1962年に創設した(株)マザー牧場は、近年レジャー施設がますます多様化していく中、ファーム系テーマパークとして、首都圏のレジャー施設の中でも高い人気を維持している。定期的な牧場施設の設備投資、2イヤーズ・パス、近隣施設との連携など、リピート促進に向けての同社の施策を紹介する。

顧客の思い出づくりに寄与する体験型レジャー施設

 (株)マザー牧場は千葉県富津市にあり、牧場をテーマとするファーム系テーマパークとして、首都圏では名の知られたレジャー施設だ。同牧場は東京タワーを経営する日本電波塔グループの観光牧場であり、産経新聞や東京タワーを創業した実業家・政治家であった前田久吉氏が、千葉県鹿野山一帯の地域開発と社会還元の一環として1962年に開設した。マザー牧場という名称は、牛が飼えず貧しかった幼少時の母の苦労に感謝し、亡き母に捧げる牧場という気持ちを込めて名付けられたという。

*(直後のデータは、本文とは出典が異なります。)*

PR #778, opened 2021-08-30
Initial reporting dashboard

matt-bernhardt:
This creates the first summary dashboard for thesis records (for a given term). It contains the data points asked for in ETD-412, with links to see more information for various subsets of records.

1. The total number of thesis records (with a link to see them in the admin dashboard)
2. The number of theses which have attached files (and a link to see them in the processing queue)
3. The number of theses which have been flagged as having issues (there is no link for this box, because there's no easy web address to surface them - you would need to enter a filter value in the processing queue)

There are also two breakdown tables, showing how many thesis records are in each of two categories: publication status and copyright holder. The ticket only asks for publication status, but a separate ticket (413) is going to ask for copyright, and I needed to make sure that the engineering of the table code was at least somewhat abstracted.

As part of this work, the site navigation has also been restructured, removing the duplicate thesis report in favor of a "Report" item which links to this dashboard. Both the dashboard and the duplicate report have a reporting submenu. Further tickets will add more report options to this menu.

Beyond this initial implementation, the thesis controller has been refactored due to feedback from Codeclimate. Two helper methods have been defined in order to reduce the complexity of three methods which have _very_ similar logic. One method extracts a list of terms from a set of thesis (which is then used in a shared filtering partial). The other method filters a set of theses by the `graduation` parameter in the querystring.

I've tried to structure this PR as clearly as I can - but I've also spent longer on this than I intended, and I'm not sure more time will help. I fully expect that QA testing may surface requests for changes, and there are definitely tickets coming that will build upon this work.
 
#### Ticket

https://mitlibraries.atlassian.net/browse/ETD-412

#### Developer

#### Code Reviewer

NO

NO

### DIFF
--- a/app/models/report.rb
+++ b/app/models/report.rb
@@ -1,0 +1,92 @@
+class Report
+  delegate :url_helpers, to: 'Rails.application.routes'
+
+  def card_files(collection, term)
+    subset = collection.joins(:files_attachments)
+    {
+      'value' => subset.pluck(:id).uniq.count,
+      'label' => 'have files attached',
+      'note' => 'Only theses with a status of "Not ready for publication" and "Publication review" will be visible '\
+                'in the processing queue.',
+      'link' => {
+        'url' => url_helpers.thesis_select_path(graduation: term),
+        'text' => "See #{subset.where('publication_status != ?', 'Published').pluck(:id).uniq.count} unpublished "\
+                  'theses in processing queue'
+      }
+    }
+  end
+
+  def card_issues(collection)
+    {
+      'value' => collection.where('issues_found = ?', true).count,
+      'label' => 'flagged with issues'
+    }
+  end
+
+  def card_overall(collection, term)
+    {
+      'value' => collection.count,
+      'label' => 'thesis records',
+      'link' => {
+        'url' => url_helpers.admin_theses_path(search: term),
+        'text' => 'See all in admin dashboard'
+      }
+    }
+  end
+
+  def dashboard_data(collection, term)
+    result = {}
+    result['overall'] = card_overall collection, term
+    result['files'] = card_files collection, term
+    result['issues'] = card_issues collection
+    result
+  end
+
+  def dashboard_tables(collection)
+    result = {}
+    result['status'] = table_status collection
+    result['copyright'] = table_copyright collection
+    result
+  end
+
+  def extract_terms(collection)
+    collection.pluck(:grad_date).uniq.sort
+  end
+
+  def table_populate_defaults(data, values)
+    values.each do |value|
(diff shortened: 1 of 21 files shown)


matt-bernhardt:
@JPrevost and @jazairi, can I ask whether you'd prefer that I squash this work - particularly the second phase - before asking for code review?

The first phase of this work is in the first four commits (finishing with commit 49a3b76 ), which builds out a report dashboard under the Thesis controller. After some initial feedback from Jeremy, I think started to refactor things to run out of a new Report controller and model. The last 15 commits in this PR are that work happening.

I've done this squash locally, but ran into an issue force-pushing the result using Github Desktop. This is resolvable, force-push from the command line, but I'm nervous about whether the refactoring should be "more than one commit". Hence my question about whether I should squash first.

To be clear, I'm not asking for code review _quite_ yet - but whether the branch as you see it here is too messy for code review to happen.

app/models/report.rb
```diff
@@ -0,0 +1,92 @@
+class Report
+  delegate :url_helpers, :to => 'Rails.application.routes'
```
JPrevost, line 2: Code Climate/Rubocop have an appropriate suggestion to use the 1.9+ Hash syntax here.

app/views/thesis/deduplicate.html.erb
```diff
@@ -6,40 +6,32 @@
...
-      <th scope="col">Coauthor(s)</th>
-      <th scope="col">Department(s)</th>
-      <th scope="col">Degree date</th>
-    </tr>
-  </thead>
-  <tbody>
-    <%= render(partial: 'thesis/duplicate_thesis', collection: @thesis) || render('select_empty') %>
-  </tbody>
-</table>
+<div class="layout-3q1q layout-band">
```
JPrevost, line 9: We may want to consider moving the report menu (eventually) to allow for full width reports. For now this is fine but want us to be considering other options since we have unfortunately set a max width in our core styles so there is no way to get a "wide view" of these reports and taking up a portion with a menu is unfortunate.

JPrevost (approved):

app/views/thesis/deduplicate.html.erb
matt-bernhardt: Yeah, I agree that this is unfortunate. I didn't feel like this was the place to solve a fly-out submenu (which is the only alternative I can think of at the moment, aside from a wholesale design system update).

If you like, I can make a ticket in the backlog to revisit the submenu layout with some UX assistance.

matt-bernhardt: I've made ticket ETD-442 for consideration of this question.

 同牧場のキャッチフレーズは「花と動物たちのエンターテインメントファーム」。鹿野山に広がる東京ドーム約60個分の広大な敷地に、ウシをはじめヒツジ、ウマ、ブタなどさまざまな動物が飼育されている。また、関東最大規模の菜の花畑に加え、サクラ、サルビア、コスモス、アジサイなど四季を通じてさまざまな花が観賞できるほか、花摘みや味覚狩り、体験工房など各種体験もできるレジャー施設牧場となっている。
 同牧場の入場者数は天候に大きく左右されるが、土日祝日では1日当たり4,000~5,000人。花の開花する初春や夏のイベント時期は1日平均1万人前後、5月の大型連休期間は1日平均3万人と年間を通じてのピークを迎える。年間入場者数は約90万人で、そのうちの約20万人が団体客とのこと。

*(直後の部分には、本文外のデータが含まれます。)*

PR #789, opened 2021-09-22
Adds a Departments report

matt-bernhardt:
This adds a new report page, focusing on departments information.

#### Ticket

https://mitlibraries.atlassian.net/browse/ETD-417

#### Developer

#### Code Reviewer

NO

NO

### DIFF
--- a/test/controllers/report_controller_test.rb
+++ b/test/controllers/report_controller_test.rb
@@ -138,6 +138,76 @@ class ReportControllerTest < ActionDispatch::IntegrationTest
     assert_response :success
   end
 
+  # ~~~~~~~~~~~ Departments report ~~~~~~~~~~~~~~~~~~~~~~~~~~
+  test 'departments report exists' do
+    sign_in users(:admin)
+    get report_departments_path
+    assert_response :success
+  end
+
+  test 'anonymous users are prompted to log in by departments report' do
+    # Note that nobody is signed in.
+    get report_departments_path
+    assert_response :redirect
+  end
+
+  test 'basic users cannot see departments report' do
+    sign_in users(:basic)
+    get report_departments_path
+    assert_redirected_to '/'
+    follow_redirect!
+    assert_select 'div.alert', text: 'Not authorized.', count: 1
+  end
+
+  test 'submitters cannot see departments report' do
+    sign_in users(:transfer_submitter)
+    get report_departments_path
+    assert_redirected_to '/'
+    follow_redirect!
+    assert_select 'div.alert', text: 'Not authorized.', count: 1
+  end
+
+  test 'processors can see departments report' do
+    sign_in users(:processor)
+    get report_departments_path
+    assert_response :success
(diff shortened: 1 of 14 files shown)


test/controllers/report_controller_test.rb
```diff
@@ -67,4 +68,74 @@ class ReportControllerTest < ActionDispatch::IntegrationTest
...
+    assert_select '.card-departments span', text: '1 department(s) have transferred files', count: 1
+    assert_select '.list-no-transfers li', count: 2
+  end
+
+  test 'departments report includes instance variables' do
+    sign_in users(:processor)
+    get report_departments_path
+    assert_not_nil assigns(:terms)
+    assert_not_nil assigns(:data)
+    assert_not_nil assigns(:list)
```
JPrevost, line 131: This test seems to require adding a support gem for `assigns`. I'm not sure how much value we get out of testing that instance variables are being set like this. Do you have any thoughts on whether this is testing anything specifically useful versus just covering the lines in code coverage?

I haven't looked closely at the rest of the pr but that new dependency stuck out so I wanted to discuss that up front before digging in further.

matt-bernhardt: Yeah, this is a good question. The new gem in this PR is what enables this test, and that is the only use we're getting from it.

I wanted to write tests like this to be able to understand which instance variables are being sent out by the controller, as a way of confirming that we're not losing components of the dashboard as things grow. I'm open to hearing that either there's a better way to do this, or that this sort of test isn't needed. Part of the value I see in this approach is that, particularly while we're building out the reporting suite and code may change significantly, having a way to check that we've removed this or that component of a report can be valuable (something being borked is easier to detect than when one out of 5 cards on a page disappears).

JPrevost: Gotcha.

You can access instance variables within the test like this to accomplish the same thing without adding that dependency:

```ruby
    assert_nil(controller.instance_variable_get(:@popcorn)) # just showing that this works as expected
    assert_not_nil(controller.instance_variable_get(:@terms))
    assert_not_nil(controller.instance_variable_get(:@data))
    assert_not_nil(controller.instance_variable_get(:@list))
```

matt-bernhardt: I've removed that gem, and re-written the tests to use this syntax. I've chosen not to test for the absence of any instance variable, unless there's a way to use `instance_variable_get` to get the full list of variables - checking for an arbitrary string not existing doesn't feel useful to me since there isn't a variable we want to make sure is excluded.

matt-bernhardt:
Closing this PR. Discussions about reporting have led us to shelve this work for now. It may be revived in the spring, should the need for this report continue. For now, the thesis report has a breakdown of departments, which give us a very similar perspective.

Should the transfer processing work lag, or there be a need to specifically break down _Transfers_ by department (rather than Thesis records by department), we can always revive or revisit this.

 入場者属性は、ファミリー層を中心に若年層や中高年層など幅広い世代をカバーしており、近年は体験型レジャー施設としての特徴から、首都圏の学校関係の遠足先として常に人気を博している。同牧場では、場内におけるさまざまな体験が、口コミを促進すると同時に、リピーターづくりにつながっていると認識している。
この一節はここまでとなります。